Profiler CPU >> GPU time why? only with certain config

st5486 · April 28, 2009, 4:22pm

Hi All,

I’ve been profiling my app and the CPU time is much higher than my GPU time for my second kernel call, shadeR:

357553 render 13804.7 14512.1
379571 shadeR 19475 30734.2
858099 render 13797.3 14392.2
872650 shadeR 19453.6 30245.5
906936 render 13778 14296.4

Does anyone know why this might be? If I comment out some of my shading code (to exclude reflective and transparent materials) and increase block size to 16x16 the CPU roughly equals the GPU time. Why? I am still doing the same amount of memcopies. I would have expected the CPU time to roughly equal the GPU time in the above profiler output?

Anyone got any ideas? Tim Murray?

st5486 · April 29, 2009, 6:00pm

BUMP! Anyone?
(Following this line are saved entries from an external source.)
PR #1514, opened 2020-01-06
Reset orientation if exif data is incorrect

Antti:
If data in the orientation field `exif-ifd0-Orientation` is incorrect, ignore the orientation value.
Other software seems to be ignoring orientation value if it's not within an expected range, libvips was falling back to orientation 8.

### DIFF
--- a/libvips/foreign/exif.c
+++ b/libvips/foreign/exif.c
@@ -525,9 +525,8 @@ vips__exif_parse( VipsImage *image )
 		int orientation;
 
 		orientation = atoi( str );
-		if ( orientation < 0 || orientation > 8 ) {
+		if( orientation < 1 || orientation > 8 )
 			orientation = 1;
-		}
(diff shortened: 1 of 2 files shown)


libvips/foreign/exif.c
```diff
@@ -525,7 +525,9 @@ vips__exif_parse( VipsImage *image )
 		int orientation;
 
 		orientation = atoi( str );
-		orientation = VIPS_CLIP( 1, orientation, 8 );
+		if ( orientation < 0 || orientation > 8 ) {
```
jcupitt: Should this be < 1? I don't think 0 is valid.

https://sirv.com/help/resources/rotate-photos-to-be-upright/#exif-values

Style nitpick: libvips style is no space before the `(`, and no `{}` for single line `if()`s. A ternary might be neater.

jcupitt:
Good point, thanks for reporting this.

jcupitt:
Thanks @Antti !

I can post some more code if it will help.

gatoatigrado · April 29, 2009, 8:52pm

check out [url=“http://forums.nvidia.com/index.php?showtopic=94669”]http://forums.nvidia.com/index.php?showtopic=94669[/url]
see if it’s a similar problem. Sorry I don’t know of any solutions at the moment.
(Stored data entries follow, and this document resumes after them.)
PR #1551, opened 2020-02-12
Tile cache improvements (tiff load performance increase)

angelmixu:
Hi!

At my job we had an issue with slow tiff load times on certain files.
We took a look and after some testing we saw that increasing the tile cache improve the process time from 22 seconds to 2 seconds.

I made a parameter when loading tiff file for specifying the maximum memory when using the tile cache.
It then converts the maximum memory to the maximum number of tiles when using vips_tile_cache.

I don't know if this is a good way of doing it, or maybe there would be a more generic way (across other file formats) for using this variable.

What do you think?

BTW, as in master branch on Visual Studio 2019 is not building, I provided some fixes.

### DIFF
--- a/libvips/deprecated/im_tiff2vips.c
+++ b/libvips/deprecated/im_tiff2vips.c
@@ -69,14 +69,14 @@ im_istifftiled( const char *filename )
 
 static int
 im_tiff_read_header( const char *filename, VipsImage *out, 
-	int page, int n, gboolean autorotate )
+	int page, int n, gboolean autorotate, int max_tile_cache_memory )
 {
 	VipsSource *source;
 
 	if( !(source = vips_source_new_from_file( filename )) )
 		return( -1 );
 	if( vips__tiff_read_header_source( source, 
-		out, page, n, autorotate ) ) {
+		out, page, n, autorotate, max_tile_cache_memory) ) {
 		VIPS_UNREF( source );
 		return( -1 );
 	}
@@ -87,13 +87,13 @@ im_tiff_read_header( const char *filename, VipsImage *out,
 
 static int
 im_tiff_read( const char *filename, VipsImage *out, 
-	int page, int n, gboolean autorotate )
+	int page, int n, gboolean autorotate, int max_tile_cache_memory)
 {
 	VipsSource *source;
 
 	if( !(source = vips_source_new_from_file( filename )) )
 		return( -1 );
-	if( vips__tiff_read_source( source, out, page, n, autorotate ) ) {
+	if( vips__tiff_read_source( source, out, page, n, autorotate, max_tile_cache_memory) ) {
 		VIPS_UNREF( source );
 		return( -1 );
 	}
--- a/libvips/deprecated/im_tiff2vips.c
+++ b/libvips/deprecated/im_tiff2vips.c
@@ -112,11 +112,13 @@ tiff2vips( const char *name, IMAGE *out, gboolean header_only )
 	char *p, *q;
 	int page;
 	int seq;
+    int max_tile_cache_memory;
 
 	im_filename_split( name, filename, mode );
 
 	page = 0;
 	seq = 0;
+    max_tile_cache_memory = 0;
 	p = &mode[0];
 	if( (q = im_getnextoption( &p )) ) {
 		page = atoi( q );
@@ -125,6 +127,11 @@ tiff2vips( const char *name, IMAGE *out, gboolean header_only )
 		if( im_isprefix( "seq", q ) )
 			seq = 1;
 	}
+    if( (q = im_getnextoption( &p )) ) {
+    }
+    if( (q = im_getnextoption( &p )) ) {
+        max_tile_cache_memory = atoi( q );
+    }
 
 	/* We need to be compatible with the pre-sequential mode 
 	 * im_tiff2vips(). This returned a "t" if given a "p" image, since it
@@ -146,11 +153,11 @@ tiff2vips( const char *name, IMAGE *out, gboolean header_only )
 	}
 
 	if( header_only ) {
-		if( im_tiff_read_header( filename, out, page, 1, FALSE ) )
+		if( im_tiff_read_header( filename, out, page, 1, FALSE, max_tile_cache_memory ) )
 			return( -1 );
 	}
 	else {
-		if( im_tiff_read( filename, out, page, 1, FALSE ) )
+		if( im_tiff_read( filename, out, page, 1, FALSE, max_tile_cache_memory ) )
 			return( -1 );
 	}
 #else
--- a/libvips/foreign/pforeign.h
+++ b/libvips/foreign/pforeign.h
@@ -86,9 +86,9 @@ int vips__tiff_write_buf( VipsImage *in,
 gboolean vips__istiff_source( VipsSource *source );
 gboolean vips__istifftiled_source( VipsSource *source );
 int vips__tiff_read_header_source( VipsSource *source, VipsImage *out, 
-	int page, int n, gboolean autorotate );
+	int page, int n, gboolean autorotate, int max_tile_cache_memory );
 int vips__tiff_read_source( VipsSource *source, VipsImage *out,
-	int page, int n, gboolean autorotate );
+	int page, int n, gboolean autorotate, int max_tile_cache_memory);
 
 extern const char *vips__foreign_tiff_suffs[];
 
--- a/libvips/foreign/ppmload.c
+++ b/libvips/foreign/ppmload.c
@@ -403,7 +403,7 @@ vips_foreign_load_ppm_map( VipsForeignLoadPpm *ppm, VipsImage *image )
 
 	gint64 header_offset;
 	size_t length;
-	const void *data;
+	const VipsPel *data;
 
 	vips_sbuf_unbuffer( ppm->sbuf );
 	header_offset = vips_source_seek( ppm->source, 0, SEEK_CUR );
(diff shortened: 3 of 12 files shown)


jcupitt:
Hi @angelmixu, that's interesting. Could you share an image that shows this speed problem?

kleisauke:
Are you doing a lot of crops on the same image? If so, forcing the entire image to memory can speed up the processing time.

@jcupitt Do you know if increasing the tile cache for TIFF images also help for users who have implemented their own `vips_dzsave()` (with custom logic). A issue was recently reported by sharp (https://github.com/lovell/sharp/issues/2074) and NetVips (https://github.com/kleisauke/net-vips/issues/54) on this matter.

angelmixu:
@jcupitt I was trying to make a test for posting in this PR, but I don't have permission to post the image online, may I send it to you privately in any way?
Also, our software has custom transformations that I don't know how to replicate on standard libvips.

The process of the image is the following:
* loads a 10band multiband TIFF file (in this commit https://github.com/libvips/libvips/commit/40bffa8cc6c5982ae8ebc36f48a46bed668c99a1 the reverted code on vips2tiff enables the saving of this kind of image files, but the file we are using comes directly from a client)
* for each band of the image there's a color assigned and an operation between each channel, then generate an RGB image with the resulting composition
* reduce or increase resulting image size
* save to jpeg into a different resolution

@kleisauke yes, that's it! it's a tiled tiff image with lots of bands, and we have to access several times for different purposes. Thus, maintaining the image in memory speeds up a lot of the accesses.

jcupitt:
I tried making a test image:

```
$ vips xyz x.v 1000 1000
$ vips bandjoin "x.v x.v x.v x.v x.v" x.tif[tile]
$ vipsheader x.tif
x.tif: 1000x1000 uint, 10 bands, srgb, tiffload
```

Is that the kind of image? I guess it's tiled if you're using a tile cache. I made a test program:

```python
#!/usr/bin/python3

import sys
import pyvips

im = pyvips.Image.new_from_file(sys.argv[1])

# make a three-band image from the 10-band image with a linear recombination
im = im.recomb([[1] + [0] * 9,
                [0, 1] + [0] * 8,
                [0, 0, 1] + [0] * 7])

im = im.resize(0.7)

im.write_to_file(sys.argv[2])
```

And it runs like this:

```
$ time ./process.py x.tif y.jpg
real	0m0.152s
user	0m0.459s
sys	0m0.043s
```

Is that roughly correct?

jcupitt:
Sure, send me the image by email if you like -- I'm jcupitt at gmail.com.

Of perhaps run `tiffinfo` and post the output? We should be able to make an equivalent image from that.

jcupitt:
If you want to keep an image in memory for repeated use, I would just do:

```python
im = im.copy_memory()
```

If the image is huge and you can't keep the whole thing in memory, you could use a large sparse tile cache:

```python
im = im.tilecache(max_tiles=5000, threaded=True)
```

And it'll keep the most recent 5000 tiles. That might give better performance than `copy_memory()` (or might not heh).

I'd like to not add any more loader flags, if possible. It's much better (when we can) to solve problems by composing operators rather than by adding more features.

angelmixu:
The example looks correct (we use the C interface), the recomb process in this case is simple, ours is very complex (I'm not the owner of the code and can't explain correctly the process, but it has lots of stuff, looks at adjacent pixels, converts to some middle space colours, etc.).

In our case this would output a multiband, not an srgb file, the commit I mentioned before has the changes for generating a multiband image. We differenciate between multiband images, cmyk, and other formats as for us is very important (I build a branch with this modification for using on our software).
```
$ vipsheader x.tif
x.tif: 1000x1000 uint, 10 bands, srgb, tiffload
```
I have sent you an e-mail with the image, and here is the info you requested:

vipsheader returns this:
`12505.tif: 1814x1134 uchar, 10 bands, multiband, tiffload`

and tiffinfo:
```
% tiffinfo 12505.tif 
TIFFReadDirectory: Warning, Sum of Photometric type-related color channels and ExtraSamples doesn't match SamplesPerPixel. Defining non-color channels as ExtraSamples..
TIFF Directory at offset 0x2d9ea8 (2989736)
  Image Width: 1814 Image Length: 1134
  Tile Width: 256 Tile Length: 256
  Resolution: 28.3465, 28.3465 pixels/cm
  Bits/Sample: 8
  Compression Scheme: LZW
  Photometric Interpretation: separated
  Ink Names: Lucido, Lucido, Lucido, Lucido, Lucido, Lucido, Lucido, Lucido, Lucido, Lucido
  Orientation: row 0 top, col 0 lhs
  Samples/Pixel: 10
  Planar Configuration: single image plane
  InkSet: 2
  NumberOfInks: 10
  Photoshop Data: <present>, 770 bytes
```

> If the image is huge and you can't keep the whole thing in memory, you could use a large sparse tile cache:
> 
> ```python
> im = im.tilecache(max_tiles=5000, threaded=True)
> ```

Yes, we usually work with very big files, like one or two GBs in size!
The tilecache of the image is set per image?
Wouldn't the tile_cache function override this when called inside the tiff file format?
I'll take a look and try it :)

Lots of thanks!!!

jcupitt:
There's an flag on loaders to open via memory:

```C
if( !(image = vips_image_new_from_file("somthing.tif", "memory", TRUE, NULL)) )
  error ... ();
```

It'll do the equivalent of `copy_memory` during load.

https://libvips.github.io/libvips/API/current/VipsForeignSave.html#VipsForeignLoad--memory

angelmixu:
Oh, interesting, and in the case of a very big file, that can't be placed in memory, could I specify a maximum memory usage?
Or I better try to use the tile cache?

jcupitt:
In that case, yes, try adding a tile cache node.

angelmixu:
```
        int tile_width  = 0;
        int tile_height = 0;
        int n_lines     = 0;
        vips_get_tile_size( _ref->im,
                            &tile_width,
                            &tile_height,
                            &n_lines);
        
        int max_tiles = VIPS_MAX(1, (max_tile_cache_memory / ((tile_width * tile_height) * _ref->im->Bands)) );
        max_tiles = VIPS_MIN(max_tiles,1000000);
        
        VipsImage* tile_cache_out;
        if( vips_tilecache( _ref->im, &tile_cache_out,
                            "tile_width", tile_width,
                            "tile_height", tile_height,
                            "max_tiles", max_tiles,
                            "threaded", true,
                            NULL ) ) {
            verror(vips_error_buffer());
        }
        g_object_unref(_ref->im);
        _ref->im = tile_cache_out;
```

This code works perfectly, I can get the needed speed.
But there's a drawback, I don't get the correct tile size, it returns the Xsize as width, and 1 as height.

In this case, when going inside vips_get_tile_size function, the dhint is VIPS_DEMAND_STYLE_THINSTRIP, when this file is a tiled image, and when stepping into the rtiff_read_tilewise function, the tile width and height are 256.

Should the tiff2vips at some point set the dhint of the VipsImage to VIPS_DEMAND_STYLE_SMALLTILE?

Can I use this tilecache for every tile type, or should I only use it for TIFF files?

jcupitt:
Hello again,

I'd ignore `tile_width` and `tile_height`. They tell you about the demand style this pipeline will (probably) use, not what's right for your code.

`n_lines` is useful -- that tells you how libvips plans to do output buffering. If it's 256 (for example) that means libvips will keep 256 scanlines of output in memory for output buffering, and that you'll need at least 256 * width pixels in your cache to avoid thrashing.

I'd just use:

```C
        VipsImage* tile_cache_out;

        if( vips_tilecache( _ref->im, &tile_cache_out,
                            "tile_width", 256,
                            "tile_height", 256,
                            "max_tiles", 5000,
                            "threaded", true,
                            NULL ) ) {
            verror(vips_error_buffer());
        }
        g_object_unref(_ref->im);
        _ref->im = tile_cache_out;
```

Perhaps with some logic to make sure the 5000 is at least enough to keep `n_lines` worth of pixels.

angelmixu:
This looks like it's working fine, and gets the same performance as using 5000 max_tiles.
In this file it gets 44 max_tiles and processes it in 1 second :D

```  
        int tile_width  = 0;
        int tile_height = 0;
        int n_lines     = 0;
        vips_get_tile_size( _ref->im,
                            &tile_width,
                            &tile_height,
                            &n_lines);
        
        int memory_needed = VIPS_MIN(max_tile_cache_memory, _ref->im->Bands * _ref->im->Xsize * _ref->im->Ysize);
        int max_tiles = VIPS_MAX(1, (memory_needed / (n_lines * _ref->im->Xsize)) );
        max_tiles = VIPS_MIN(max_tiles,1000000);
     
        VipsImage* tile_cache_out;
        if( vips_tilecache( _ref->im, &tile_cache_out,
                            "tile_width", n_lines,
                            "tile_height", n_lines,
                            "max_tiles", max_tiles,
                            "threaded", true,
                            NULL ) ) {
            verror(vips_error_buffer());
        }
        g_object_unref(_ref->im);
        _ref->im = tile_cache_out;
```

jcupitt:
There's a danger of int overflow there with large images. I think I'd do something like:

```C
int tile_width = 256;
int tile_height = 256;
int tiles_across = 1 + image->Xsize / tile_width;
int tiles_down = 1 + n_lines / tile_height;
int max_tiles = VIPS_CLIP( 10, 2 * tiles_across * tiles_down, 10000 );
```

`VIPS_CLIP( LOW, VALUE, HIGH )` is just max(min) and constrains `VALUE` to lie between `LOW` and `HIGH`.

angelmixu:
Oh cool! Thanks!
I'll try it! :)

Should I close this PR then?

Smokey · April 29, 2009, 10:52pm

I’ve tried various scheduling methods (polling & yielding), various thread priorities, etc - and my only conclusion is that the driver or hardware scheduler must be lazy - in the sense that it won’t free an MP the nano-second it completes a kernel, I’m guessing the scheduler has some kind of update frequency or event for freeing MPs, and it simply happens to be quite slow - thus with a high frequency of kernel invocations, especially lots of small/fast kernels, you probably can’t end up occupying the entire card due to the inability of the scheduler to free MPs that have finished executing.

(Purely a random shot in the dark, but nothing else makes sense. at least to me.)